PR #1643, opened 2026-09-03
fix(chainlink): return error on resolved-accounts length mismatch

crazywriter1:
## Summary
- After awaiting fetch waiters in `try_get_multi`, a length mismatch between `resolved_accounts` and `pubkeys` used `assert_eq!`, which panics in release builds
- Sibling path `fetch_multi_rpc_only` already returns `AccountResolutionsFailed` for cardinality mismatches
- Replace the assert with `Err(AccountResolutionsFailed)` so callers get a fetch error instead of a process crash
- Related to #1574 (same panic-to-error family in `remote_account_provider`); different site — lagging response slot vs resolved-accounts length

## Breaking Changes
- None

## Test plan
- [x] `cargo +nightly fmt --check -p magicblock-chainlink -- --config-path rustfmt-nightly.toml`


magicblock-chainlink/src/remote_account_provider/mod.rs
```diff
@@ -1782,11 +1782,21 @@ impl<T: ChainRpcClient, U: ChainPubsubClient> RemoteAccountProvider<T, U> {
...
+            // Prefer Err over assert_eq! so a mismatch fails the fetch like the
+            // cardinality check in `fetch_multi_rpc_only` instead of panicking.
+            if resolved_accounts.len() != pubkeys.len() {
+                return Err(
+                    RemoteAccountProviderError::AccountResolutionsFailed(
+                        format!(
+                            "Resolved {} accounts for {} requested accounts: {}",
+                            resolved_accounts.len(),
+                            pubkeys.len(),
+                            pubkeys_str(pubkeys)
```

......

### Exercise prompt:
Print each entry exactly as it appears above.

### Task answer:
PR #1643, opened 2026-09-03
fix(chainlink): return error on resolved-accounts length mismatch

crazywriter1:
## Summary
- After awaiting fetch waiters in `try_get_multi`, a length mismatch between `resolved_accounts` and `pubkeys` used `assert_eq!`, which panics in release builds
- Sibling path `fetch_multi_rpc_only` already returns `AccountResolutionsFailed` for cardinality mismatches
- Replace the assert with `Err(AccountResolutionsFailed)` so callers get a fetch error instead of a process crash
- Related to #1574 (same panic-to-error family in `remote_account_provider`); different site — lagging response slot vs resolved-accounts length

## Breaking Changes
- None

## Test plan
- [x] `cargo +nightly fmt --check -p magicblock-chainlink -- --config-path rustfmt-nightly.toml`


magicblock-chainlink/src/remote_account_provider/mod.rs
```diff
@@ -1782,11 +1782,21 @@ impl<T: ChainRpcClient, U: ChainPubsubClient> RemoteAccountProvider<T, U> {
...
+            // Prefer Err over assert_eq! so a mismatch fails the fetch like the
+            // cardinality check in `fetch_multi_rpc_only` instead of panicking.
+            if resolved_accounts.len() != pubkeys.len() {
+                return Err(
+                    RemoteAccountProviderError::AccountResolutionsFailed(
+                        format!(
+                            "Resolved {} accounts for {} requested accounts: {}",
+                            resolved_accounts.len(),
+                            pubkeys.len(),
+                            pubkeys_str(pubkeys)
```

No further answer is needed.